Sanofi has agreed to buy Principia Biopharma in a deal that values the San Francisco-based maker of a promising treatment for multiple sclerosis at $3.4bn and pushes the French drugmaker further into autoimmune diseases.
It is the second and largest acquisition struck by chief executive Paul Hudson since he took over a year ago, and reflects his strategy of focusing on speciality medicines for cancer and rare diseases, rather than the mass-market cardiovascular and diabetes drugs that have traditionally generated its revenues.
With the deal, Sanofi acquires a pipeline of drugs known as BTK inhibitors that may help treat autoimmune disorders by curbing white blood cells known as B-cells from attacking healthy tissue.
Sanofi said in a statement that it would pay for the acquisition out of its cash reserves, and would offer $100 per share to Principia’s shareholders, which represents a roughly 10 per cent premium from Friday’s closing price. Principia’s shares have risen 66 per cent this year as some investors speculated about a Sanofi bid.
Sanofi has had a licensing deal with Principia Biopharma since 2017 to develop an experimental oral treatment that aims to alleviate symptoms of multiple sclerosis and other central nervous system diseases.

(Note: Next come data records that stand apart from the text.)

PR #425, opened 2026-09-11
feat(service): serve the Linux guest network from a per-run passt over vhost-user

chenhunghan:
## The problem

On Linux a guest has no network device at all. `crates/lns-service/src/vm/cloud_hypervisor/launch.rs` passed cloud-hypervisor `--api-socket --cpus --memory --kernel --initramfs --cmdline --console --serial --disk --fs --vsock` and no `--net`. The guest booted and `exec` worked, but the broker's `ip link set eth0 up` + `udhcpc` failed best-effort, so nothing in the sandbox could reach a model provider — and the egress policy, connector injection and approval cards never came into play on Linux at all.

## The design

One `passt` per run, started beside the run's vsock socket and stopped with it, exactly where #424 starts `gvproxy` on macOS:

```
passt --vhost-user --socket <run-dir>/net.sock --foreground \
      --pid <run-dir>/net.pid --log-file <run-dir>/net.log \
      --ipv4-only --mtu 1500 \
      --address 192.168.127.2 --netmask 24 --gateway 192.168.127.1 \
      --dns 192.168.127.1 --dns-forward 192.168.127.1 --no-map-gw \
      --tcp-ports none --udp-ports none
```

and then, in the cloud-hypervisor argv:

```
--net vhost_user=true,socket=<run-dir>/net.sock,mac=<random locally administered MAC>
```

`passt` binds the socket; cloud-hypervisor's default `vhost_mode=client` connects to it, so lns waits for the socket to appear before launching the VMM — the same spawn → wait → connect → reap sequencing the gvproxy backend already had, now shared. `--memory size=…M,shared=on` was already there for vhost-user-fs and is what vhost-user-net needs too; a test pins that the two travel together.

**Addressing.** `passt` hands the guest the host's own address and gateway by default, which leaves a guest unable to tell host traffic from its own and makes every host's sandbox read differently. lns asks for `192.168.127.2/24`, gateway and resolver on `192.168.127.1` — the subnet the macOS backend serves, so a guest and the docs read the same on both platforms. `--dns-forward` puts the resolver on an address `passt` itself answers (the stub the guest is handed over DHCP must be one that replies), and `--no-map-gw` stops the guest reaching the host's own loopback services by aiming at its gateway. The guest is unchanged: `eth0` up, `udhcpc`, the in-guest proxy, the nftables cage.

**Provisioning, no system dependency added lightly.** `passt` publishes no versioned, checksum-pinnable static binary the way `gvproxy-darwin` is pinned in #424 — I found nothing to pin (see "what I could not run"), so lns does not download one. It looks at `LNS_PASST_BIN`, then `PATH`, then `/usr/bin`, `/usr/local/bin`, `/usr/sbin`, `/usr/local/sbin`, and a host without one is refused **before the workload** with exit `125` and a message naming the package and the override. `scripts/lns-install/lns-install.sh` probes for it next to `cloud-hypervisor` and `virtiofsd`.

**Rollout.** `passt` is the default on Linux. `LNS_NETDEV=none` keeps today's no-network behaviour for one release; `vmnet` stays macOS-only. The `Backend` enum from #424 grew `Passt` and `Off`, and now takes the host whose backends a run may choose from, so a name the other platform serves is refused by name with this platform's choices. The launch banner and the run's audit chain name the backend, as in #424.

## Relation to #424 and #380

**Stacked on #424** (`feat/380-gvproxy-netdev`) and opened against that branch — it extends the netdev abstraction #424 introduced rather than duplicating it: one `Backend`, one `NetLayout`, one spawn/wait/reap path, one banner and audit line. Please do not merge this before #424; it should be retargeted to `main` once #424 lands and this has been accepted on a KVM host.

Refs #380

## Container requirements (issue #380's open question)

`passt` isolates itself in a user namespace as it starts. Where `unshare(2)` is blocked — Docker's default seccomp profile blocks it without `CAP_SYS_ADMIN` — it logs `Couldn't create user namespace: Operation not permitted`. **This is fatal in passt: its isolation step dies rather than continuing degraded, and there is no option to turn the isolation off.** So a container hosting `lns-service` needs `unshare(2)` allowed (`--security-opt seccomp=unconfined`, or `--cap-add SYS_ADMIN`); Podman's default profile already allows it. That is now documented in `docs/service.md`. Stated plainly: I read this from passt's documented isolation behaviour — **I could not run passt to confirm it** (see below), and the failure mode lns shows either way is a refused run, not a guest with a broken network.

At the time, Sanofi paid $40m upfront, and would have owed future milestone payments of up to $765m if the drug reached the market.
If the acquisition is completed as planned by the end of 2020, Sanofi would save on those payments.
In June, Sanofi began enrolling patients in large-scale clinical trials to prove the efficacy of the drug, dubbed BTK inhibitor ’168, and it is aiming to begin filing for regulatory approval in 2024.
“This acquisition advances our ongoing R&D transformation to accelerate development of the most promising medicines that will address significant patient needs,” said Mr Hudson in a statement.
Jefferies analyst Peter Welford wrote in note that Sanofi still has “firepower left for further bolt-on acquisitions”, and estimated that it could spend up to €25bn on deals as Mr Hudson puts his mark on the group.
“We like the relatively low risk value accretion of this deal with longer-term optionality that fits within the strategy of deploying firepower across numerous . . . deals,” he wrote.
Jefferies estimates that the BTK inhibitor ’168 could generate $2bn in global sales at peak if it is approved.
Sanofi was advised by investment bank Evercore and law firm Weil, Gotshal & Manges. Principia was advised by Centerview Partners and BofA Securities, as well as law firm Cooley LLP.